- IATA: none; ICAO: none; FAA LID: H88;

Summary
- Airport type: Public
- Owner: City of Fredericktown
- Serves: Fredericktown, Missouri
- Elevation AMSL: 880 ft (270 m)
- Coordinates: 37°36′20″N 090°17′15″W﻿ / ﻿37.60556°N 90.28750°W
- Website: FredericktownMO.org/...
- Interactive map of A. Paul Vance Fredericktown Regional Airport

Runways
| Direction | Length |  | Surface |
| ft | m |
| 1/19 | 4,000 | 1,219 | Asphalt |

Statistics (2019)
- Aircraft operations: 2,470
- Based aircraft: 21
- Source: Federal Aviation Administration

= A. Paul Vance Fredericktown Regional Airport =

Airport in Missouri, United States

A. Paul Vance Fredericktown Regional Airport is a city-owned, public-use airport located three nautical miles (6 km) north of the central business district of Fredericktown, a city in Madison County, Missouri, United States. It is included in the National Plan of Integrated Airport Systems for 2011–2015, which categorized it as a general aviation airport.
It was previously known as Fredericktown Regional Airport.

== History ==
Fredericktown Regional Airport was established in September 1959 with a 1500 feet runway. For more than two decades, a mobile home trailer served as the airport’s terminal. However, a permanent terminal building was completed in 2011. The opening was celebrated with a special ceremony held on 6 August, 2011. In August 2011, the airport was renamed to honor Paul Vance, a former Navy pilot, flight instructor, corporate pilot, and aeronautics development director for the City of St. Louis. The ceremony was attended by directors and members of the Missouri Pilot's Association, the Gateway Eagles, Arch Medical Helicopter Service, and the Monsanto Corporate Aviation Department. Pilots as far as Huntsville and Alabama flew to attend the ceremony. The Missouri Wing of the Commemorative Air Forces' North American B-25 Mitchell also conducted a four-pass flyover, which was a highlight of the event.

=== Present ===
In December 2017, the main taxiway and apron was rehabilitated, which included reconstruction and upgrading the apron area near the hangars. Today, the airport is publicly owned and has no control tower. It offers services including a lounge, rest rooms, a shower, a snooze room, and a weather briefing flight planning kiosk.
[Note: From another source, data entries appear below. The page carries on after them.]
PR #929, opened 2018-08-23
adding "curvedir" attribute for "tie" element 

fzalkow:
A minor addition: Just came across the `curvedir` attribute for the `tie` element. Verovio seems to handle this correctly, but it is missing in page of Supported MEI elements

This is the first time for contributing to Verovio. According to the contribution guidelines I should create the pull request to the branch `gh-pages-develop`. Hope, I am doing this right.

Btw, thanks a lot for Verovio! :+1:


lpugin:
Many thanks for the PR. However, a PR should only have as file changes the files that were actually changed. Your PR has a long list quite likely because gh-pages-develop was quite behind. I updated the branch, so you would need to re-submit a PR.

Unfortunately, the list of supported elements / attributes has not been maintained. If you want to do it the file to maintain is https://github.com/rism-ch/verovio/blob/gh-pages/supported-mei.yml. This should be the only file change.

fzalkow:
As requested, I re-submitted my PR (#931).

Issue #944, opened 2018-10-24
Get MIDI pitches next to Timemap entries


sonovice:
I would like to implement a function that returns a pianoroll for a loaded MEI file, similar to the result of `renderToTimemap()`, but also containing the midi pitch:
```json
[
  {
    "tstamp": 125,
    "on": [
      {"d414233e148": 68},
      {"d414233e38": 72}
    ],
    "off": []
  },
  {
    "tstamp": 250,
    "on": [
      {"d414233e260": 77}
    ],
    "off": [
      {"d414233e148": 68}
    ]
  }
]
```
Having a look at the code in `doc.cpp` I found the method `CalculateMidiTimemap()` which seems to be a good base to start with.

Unfortunately, I am having a hard time to understand the underlying data structure. Any hints on where I could start?

sonovice:
Maybe even better: Have a function that returns the MIDI pitch for a given note ID.

sonovice:
I think I've managed to implement it, see sonovice/verovio@6b8c5ca4397864cd836f014daf0e8788d0c33be1

Too bad my linux does not want to compile the JS version using emscripten, so I cannot test it in the browser...

sonovice:
For the sake of completeness, here is an example on how to use the new method to get the exact result that I was looking for:

```js
vrvToolkit.renderToMIDI();
var timemap = JSON.parse(vrvToolkit.renderToTimemap());
for (event of timemap) {
    for (type of ["on", "off"]) {
        if (type in event) {
            var pitches = [];
            for (id of event[type]) {
                var pitch = vrvToolkit.getMIDIPitchForElement(id);
                var dict = {};
                dict[id] = pitch;
                pitches.push(dict);
            }
            event[type] = pitches;
        }
    }
}
console.log(timemap);
```

lpugin:
Thanks for this. I suggest to have the method returning a JSON object with all the MIDI values - for now only pitch, but maybe later also others.

k-ljung:
@sonovice do you have a demo or sample where you implemented a pianoroll view?

sonovice:
@k-ljung No, I don't since I am using the data for something completely different. But it should be quite easy using d3.js - The library is very helpful in creating (interactive) SVGs.

PR #946, opened 2018-10-25
Added "getMIDIValuesForElement" method

sonovice:
Added a method to get the MIDI Pitch for a Note with the given ID after `renderToMIDI()` has been called.
See #944


emscripten/buildToolkit
```diff
@@ -177,6 +177,7 @@ $exports .= "'_vrvToolkit_getOptions',";
 $exports .= "'_vrvToolkit_getPageCount',";
 $exports .= "'_vrvToolkit_getPageWithElement',";
 $exports .= "'_vrvToolkit_getTimeForElement',";
+$exports .= "'_vrvToolkit_getMIDIPitchForElement',";
```
lpugin: Rename it to `getMIDIValuesForElement` and sort it alphabetically.

include/vrv/toolkit.h
```diff
@@ -195,6 +195,13 @@ class Toolkit {
      */
     int GetTimeForElement(const std::string &xmlId);
 
+    /**
+     * Return the MIDI pitch of the element with the ID (xml:id).
+     * RenderToMidi() must be called prior to using this method.
+     * Returns -1 if no element is found.
+     */
+    int GetMIDIPitchForElement(const std::string &xmlId);
```
lpugin: Change it to GetMIDIValuesForElement and return a string / json object with for now only the pitch. We can then use the same method if one day we want to add other MIDI values

lpugin: Sounds good

sonovice: Done, ready to pull.

PR #997, opened 2019-02-21
fixing java build script for linux

rettinghaus:
This PR adds paths to java on linux (tested on Ubuntu 18.10) and should work on all other systems as well without any warning. 
Updated the importer.mei to MEI4.


bindings/java/build.sh
```diff
@@ -37,5 +37,5 @@ FILES="$SRCFILES \
  ../../libmei/atts_visual.cpp"
 
 CXXOPTS="-g -fpic -std=c++11 -I../../include -I../../include/vrv -I../../include/json -I../../include/hum -I../../include/midi -I../../include/pugi -I../../include/utf8 -I../../libmei -I/opt/local/include/ -I/System/Library/Frameworks/JavaVM.framework/Headers/"
-g++ -shared -o target/libverovio.jnilib $CXXOPTS $FILES verovio_wrap.cxx
+g++ -shared -o -I$JAVA_HOME/include -I$JAVA_HOME/include/linux target/libverovio.jnilib $CXXOPTS $FILES verovio_wrap.cxx
```
lpugin: Have you tested this on another platform? Isn't there a more cross-platform way to include the files?

PR #1015, opened 2019-03-17
Added emscripten_main.cpp to CMake list when building as library.

adrq:
Allows library to be used by any language with C function interface.

Signed-off-by: Adrian Quiroga <adrq22@yahoo.com>

### DIFF
--- a/emscripten/c_wrapper.cpp
+++ b/emscripten/c_wrapper.cpp
@@ -20,7 +20,7 @@ extern "C" {
 /** declarations */
 
 void *vrvToolkit_constructor();
-void *vrvToolkit_constructorResroucePath(const char * resourcePath); //alternate constructor which allows user to set custom data path
+void *vrvToolkit_constructorResourcePath(const char * resourcePath); //alternate constructor which allows user to set custom data path
 void vrvToolkit_destructor(Toolkit *tk);
 bool vrvToolkit_edit(Toolkit *tk, const char *editorAction);
 const char *vrvToolkit_getAvailableOptions(Toolkit *tk);
--- a/emscripten/npm-dev/package.json
+++ b/emscripten/npm-dev/package.json
@@ -1,6 +1,6 @@
 {
   "name": "verovio-dev",
-  "version": "2.1.0-12",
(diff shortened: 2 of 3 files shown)


lpugin:
In what context do you need this? This makes building it as a library dependent on emscripten, doesn't it?

adrq:
This does NOT make building as library depend on emscripten. The file `emscripten_main.cpp` is essentially a plain C wrapper around the Toolkit. This is used by the JS toolkit, however, we can also use this when building as a library, to allow the library to be called from languages that cannot call C++ code directly. This commit takes the emscripten C wrapper and adds it to the CMake list. This makes the final compiled library have callable C symbols, which will work with any language that can make a standard C function call (basically any language).

We could create a separate plain C wrapper file, and add that to the CMake list, but it would contain basically the same content as `emscripten_main.cpp`, so I figured it would be easier to just use the wrapper that is already there. This would make it easier to maintain I think?

I'm trying to call use the library is a project involving plain C and also Rust, and it is extremely useful to be able to call the library using a plain C function interface.

lpugin:
You are correct. Then we should take the opportunity to rename it to `c_wrapper.cpp`. Could you do it? It also has to be changed in `./emscripten/buildToolkit.sh`.

emscripten/c_wrapper.cpp
```diff
@@ -20,6 +20,7 @@ extern "C" {
 /** declarations */
 
 void *vrvToolkit_constructor();
+void *vrvToolkit_constructorResroucePath(const char * resourcePath); //alternate constructor which allows user to set custom data path
```
lpugin: can't it be named `vrvToolkit_constructor(const char * resourcePath)` ?

adrq: AFAIK, when compiling for C we can't have overloaded functions because of the name mangling. I tried compiling with the same function name, and both the emscripten and regular builds complain about a duplicate function definition. I don't know if there is a way around this without getting into complex macros and other preprocessing. Also, just committed a fix to the function name typo (fixed spelling Resrouce -> Resource).

PR #976, opened 2019-01-05
Added parsing of breath marks in MusicXML files

sonovice:

PR #1025, opened 2019-03-26
Corrected time offset for breath marks import from musicxml

sonovice:
See #976 , thanks @craigsapp !


sonovice:
Sorry that it took so long, I simply forgot about it over time...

== Facilities and aircraft ==
A. Paul Vance Fredericktown Regional Airport covers an area of 83 acres (34 ha) at an elevation of 880 feet (268 m) above mean sea level. It has one runway designated 1/19 with an asphalt surface measuring 4,000 by 75 feet (1,219 x 23 m).

For the 12 months ending December 31, 2019, the airport had 2,470 aircraft operations, an average of 47 per week: 97% general aviation, 2% air taxi, and <1% military. At that time, were 21 aircraft based at this airport: 18 single-engine, 2 multi-engine, and 1 ultralight.